None of this means that only people from the island of Ireland can have an opinion on reunification, but it is vital to remember that they are the only ones who get to have a say in whether it happens.  This is set out very clearly in the Good Friday Agreement, one of our party’s greatest achievements. Under its terms, a border poll is to be called when it appears to the secretary of state that there may be a majority for reunification. Just as we would rightly condemn a Tory government which denied a vote in those circumstances, we should also be deeply critical of the proposition that a future Labour government should force a referendum, and the accompanying political chaos, on Northern Ireland for ideological reasons if there wasn’t a strong reason to believe that there was an appetite for it.

This isn’t to say that in recent times Labour has had nothing to offer the people of Northern Ireland. Just last July, Labour MPs Stella Creasy and Northern-Irish born Conor McGinn led parliamentary campaigns to bring abortion law and marriage equality in Northern Ireland into the 20th and 21st centuries, respectively. The difference between this constructive engagement, resulting in a real improvement in people’s lives, and an uncompromising rejection of British influence in Northern Ireland arguably reproduces existing foreign policy differences within the party (for that is the lens through which many view Northern Ireland). The former position aligns with a human rights led approach, tolerating limited interventionist action where it can be justified while the latter echoes a more orthodox left foreign policy focused on anti-imperialist ideology, which sometimes leaves its adherents as uncomfortable bedfellows with abusive regimes because they oppose Western powers. Even for those who support Irish reunification the benefits of the first position should be clear. As Colum Eastwood, the leader of our sister party, the SDLP, pointed out during last year’s election campaign, the best path to a united Ireland starts with a stable and successful Northern Ireland in the present.

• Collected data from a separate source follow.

Issue #1501, opened 2021-04-07
Bug? in Mono.Cecil causes confusing warnings/errors in CLI runner


FrankvdStam:
**Describe the bug**
When running on a .NET framework project, I'm getting a confusing warning and the same exception is raised 3 times. After this, it properly runs the tests with the mutations.

**Logs**
[16:39:25 INF] Identifying project to mutate.
[16:39:27 INF] The project [path to class library I want mutated] will be mutated.
[16:39:29 INF] Analysis complete.
[16:39:29 INF] Building test project [Path to project with unit tests] (1/1)
[16:39:45 INF] Initializing test runners (VsTest)
[16:39:49 INF] Total number of tests found: 28
[16:39:49 INF] Initial testrun started
[16:39:53 INF] Using 10764 ms as testrun timeout
[16:39:56 WRN] Original project under test [path to class library I want mutated] could not be loaded.
Embedded Resources might be missing.
Mono.Cecil.AssemblyResolutionException: Failed to resolve assembly: 'System.Data.Entity, Version=4.0.0.0, Culture=neutral, PublicKeyToken=b77a5c561934e089'
   at Mono.Cecil.BaseAssemblyResolver.Resolve(AssemblyNameReference name, ReaderParameters parameters)
   at Mono.Cecil.BaseAssemblyResolver.Resolve(AssemblyNameReference name)
   at Mono.Cecil.DefaultAssemblyResolver.Resolve(AssemblyNameReference name)
   at Mono.Cecil.MetadataResolver.Resolve(TypeReference type)
   at Mono.Cecil.ModuleDefinition.Resolve(TypeReference type)
   at Mono.Cecil.TypeReference.Resolve()
   at Mono.Cecil.Mixin.CheckedResolve(TypeReference self)
   at Mono.Cecil.SignatureReader.ReadCustomAttributeEnum(TypeReference enum_type)
   at Mono.Cecil.SignatureReader.ReadCustomAttributeElementValue(TypeReference type)
   at Mono.Cecil.SignatureReader.ReadCustomAttributeElement(TypeReference type)
   at Mono.Cecil.SignatureReader.ReadCustomAttributeFixedArgument(TypeReference type)
   at Mono.Cecil.SignatureReader.ReadCustomAttributeConstructorArguments(CustomAttribute attribute, Collection`1 parameters)
   at Mono.Cecil.MetadataReader.ReadCustomAttributeSignature(CustomAttribute attribute)
[...]

PR #1502, opened 2021-04-07
Potential fix for assembly resolving issues

FrankvdStam:
Potential fix for https://github.com/stryker-mutator/stryker-net/issues/1501

Please run the tests for the core project - I was unable to get them running so am unsure if they still pass.

Commit message:
Copied BaseAssemblyResolver from Mono.Cecil into CustomAssemblyResolver.cs, removed conditional compilation. First it tries to resolve the .NET core way, if that doesn't work it proceeds with the .NET framework way.

EmbeddedResourcesGenerator.cs now passes the added CustomAssemblyResolver to LoadModule call to override the default resolving behavior. This object is re-created for each call, maybe it can be instantiated once? Not sure what the lifecycle should be.

### DIFF
--- a/src/Stryker.CLI/Stryker.CLI.UnitTest/packages.lock.json
+++ b/src/Stryker.CLI/Stryker.CLI.UnitTest/packages.lock.json
@@ -1,7 +1,7 @@
 {
   "version": 1,
   "dependencies": {
-    ".NETCoreApp,Version=v3.1": {
+    ".NETCoreApp,Version=v5.0": {
       "Microsoft.CodeCoverage": {
         "type": "Direct",
         "requested": "[16.9.4, )",
@@ -297,8 +297,7 @@
           "Microsoft.Extensions.Configuration": "5.0.0",
           "Microsoft.Extensions.Configuration.Abstractions": "5.0.0",
           "Microsoft.Extensions.Configuration.FileExtensions": "5.0.0",
-          "Microsoft.Extensions.FileProviders.Abstractions": "5.0.0",
-          "System.Text.Json": "5.0.0"
+          "Microsoft.Extensions.FileProviders.Abstractions": "5.0.0"
         }
       },
       "Microsoft.Extensions.DependencyInjection": {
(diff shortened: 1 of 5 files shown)


rouke-broersma:
Hi @FrankvdStam 👋 

I've been thinking about this fix for some time and I am a bit hesitant to merge this.

1. I don't like the idea of being responsible for this piece of code, since I have very little understanding of what it does
2. Because I have very little understanding of what it does, I cannot judge the impact this might have on projects where embedded resource resolving currently works perfectly fine

For that reason I'm going to attempt to get in contact with the Mono.Cecil team first and ask them to judge if this is a good idea. Hope you don't mind, I really appreciate the effort!

FrankvdStam:
Understandable - it is a bit dubious. 

Looked at the fix you included, does not look like it would be relevant here - it still uses conditional compilation. See, Ryder is .NET core. This causes only .NET core specific resolving code to be used in the cecil default resolver. The proposed fix would solve this for .NET standard - but only at compile - building Ryder as .NET standard might work, but will in the end probably have the same issues when resolving framework libraries. 

As far as I can see you need dynamic, runtime checking on what path to take: core/standard/framework. Or you're stuck in your branch: Core applications will likely have problems resolving framework libraries and framework apps will likely have issues resolving core libraries. It does not look like that PR includes a fix like that.

Maybe someone from cecil will end up reading this and help them along or maybe I don't really understand it enough either and am wasting everyone's time, these are just my findings.

rouke-broersma:
Maintainers of Mono.Cecil seem to be quite active with replying to questions. If they end up not answering soon enough we will probably still go with this fix you propose. I am just looking for ways to avoid having to maintain this particular piece of magic if at all possible :p

FrankvdStam:
Maybe I should propose this fix over at cecil? I just figured it would take far too long.

rouke-broersma:
Response to pull requests at Cecil seem kinda hit or miss. Not sure why some PR's get merged within the same day and some don't even get a comment. The questions seem to get more response. I agree that it would probably take a long time before a change like this would be accepted by Cecil if at all. Let's see what they reply to my questions and go from there.

rouke-broersma:
@FrankvdStam The maintainer of Cecil has replied that the default assembly resolver in Cecil is for the generic case and that any project is free to implement their own resolver to their own requirements. It seems like this PR is the way to go.

I would like to take some time to clean test, understand (ish) and clean up the custom resolver. There are things marked 'internal for testing' for example that we're not using and can probably safely be removed.

FrankvdStam:
@rouke-broersma okay, my time is limited (priorities yadayada) but let me know what you need from me.

rouke-broersma:
Integrated in #1564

An obsession with the constitutional question has made many in Northern Ireland cynical of the idea that political movements can be a force for good and this is something that the British left should challenge in its interactions with Northern Ireland, not reinforce. It shouldn’t be difficult either to find many levels on which British socialists can engage with Northern Ireland other than obsession over borders. Anti-imperialist efforts would be well spent in supporting calls for effective investigations into historical cases where civilians were killed by British soldiers. Disappointingly, former shadow defence secretary (now shadow secretary for Wales) Nia Griffith went in the other direction by actually criticising the government for not exempting soldiers who had served in Northern Ireland from prosecution, allying the party with right-wing attack lines claiming a “witch-hunt of veterans”. Northern Ireland has traditionally had the highest rates of mental health problems and unemployment of any of the four nations of the UK, and its public services are falling apart after years of not just Tory austerity, but also delays to what funding remained because of repeated failure by the DUP and Sinn Féin to form executives. It also has the highest density of trade union membership in its workforce of anywhere in the UK, in the last year witnessing a high-profile win for Unite members after a sit in at the Harland and Wolff shipyard, and successful industrial action by BFAWU members in two major Belfast bakeries.

The people of Northern Ireland need socialism and solidarity more than most in our country. If practical solidarity is withheld out of political expedience or timidity, or if it is only offered on terms that are ideologically acceptable to those in the rest of the UK, they will be the ones who lose out. It is high time that the left learns to interact in a meaningful way with the reality of Northern Ireland as we find it, not with how it has been in the past, or how we imagine it should be.